In commercial real estate, a triple-net lease allows landlords to pass the risk of paying for utilities, insurance, and taxes to their tenants. In addition their rent, tenants take on these additional costs each month.
Ten years ago, most leases were full-service gross leases, where rent and operating expenses were all rolled into one monthly fee. Landlords had to guess what the annual cost of operating expenses would be. If they guessed too low, they would be the ones to pay the cost.
Then, modified gross leases came about, where tenants paid their rent, plus an additional standard operating cost each month, to cover utilities. This method is less risky for the landlord, but does not give the tenants any incentive to consume less energy, since the operating cost does not change month to month.
Now, the industry is moving toward triple-net leasing structures, where tenants pay their rent, plus the operating expenses based on the previous month’s cost and the size of their space. In the case of triple-net leases, landlords are able to push all of the risk off to the tenants, and it is the tenants’ responsibility to reduce their energy consumption if they want to change their utility bills each month.

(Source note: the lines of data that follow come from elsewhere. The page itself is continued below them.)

PR #1864, opened 2025-01-07
Other Jpsi decays and trigger for various particles in dpmjet

mbroz84:


mbroz84:
Dear @sawenzel, can you have a look and merge? Would be good if I can add the new processes defined here to the 10% run of the UPC production.

PR #1872, opened 2025-01-11
Adding option to save multiple MFT-MUON matching candidates

mcoquet642:
This PR allows to save multiple MFT-MUON matching candidates, which will be used to build machine learning training samples.


MC/bin/o2dpg_sim_workflow.py
```diff
@@ -151,6 +151,7 @@
 
 # Matching training for machine learning
 parser.add_argument('--fwdmatching-save-trainingdata', action='store_true', help='enables saving parameters at plane for matching training with machine learning')
+parser.add_argument('--fwdmatchingNcandidates', type=int, help='enables saving provided number of matching candidates', default=0)
```
sawenzel, line 154: I believe this change is no longer necessary with https://github.com/AliceO2Group/O2DPG/pull/1869

You can now simply pass configurables from an external file. Could you please check if this works for you?

I really would favour to avoid adding more and more detector specific options to o2dpg_sim_workflow (when they merely set a config-key).

PR #1876, opened 2025-01-16
Included trigger in template generator

jackal1-66:


jackal1-66:
PR linked to https://github.com/AliceO2Group/AliceO2/pull/13868

MC/bin/o2_hybrid_gen.py
```diff
@@ -69,6 +69,19 @@ def main():
     else:
         print(f"Running in {mode} mode")
 
+    # Available options for trigger are "off", "or", "and"
+    # in all the other cases the trigger is forced "off"
+
+    trgbase = {
```
sawenzel, line 75: we could print this only when the user asks for it. Otherwise it might bloat the JSON quickly.

jackal1-66: I will add a --trigger flag.

PR #1879, opened 2025-01-20
Add Omega_c decay table and G4 config to use external decayer

mpuccio:
Co-authored with Fabrizio Grosa <fabrizio.grosa@cern.ch>


fgrosa (approved):
Thanks!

Two Types of Triple Net Leases
When it comes to utilities, triple-net leases can be structured by dividing the building up by square foot and having each tenant pay based on how much space they rent, or the spaces can be submetered, in which case tenants only pay for what they specifically consume.
1. Triple Net by Square Foot
A tenant with this type of lease still does not have much control over their monthly operating expenses. There is no way for them to tell how their specific consumption is affecting the total consumption of the building. Plus, no matter how hard they work to turn off their lights and unplug appliances for the weekend, their expenses will not be significantly lowered if their neighbors are not taking the same actions.
2. Triple Net by Submetering
Another way to separate space is by using submeters for each tenant. Typically, this type of leasing structure will be put in place in a new building, or if a new tenant requests for a submeter to be put in place for them.
Submeters allow bills to be split equitably, so tenants only pay for exactly what they consume. Then, if they engage in sustainable practices they will actually see the impact on their bills every month. This method has a positive impact on tenant satisfaction and motivates tenants to be energy conscious.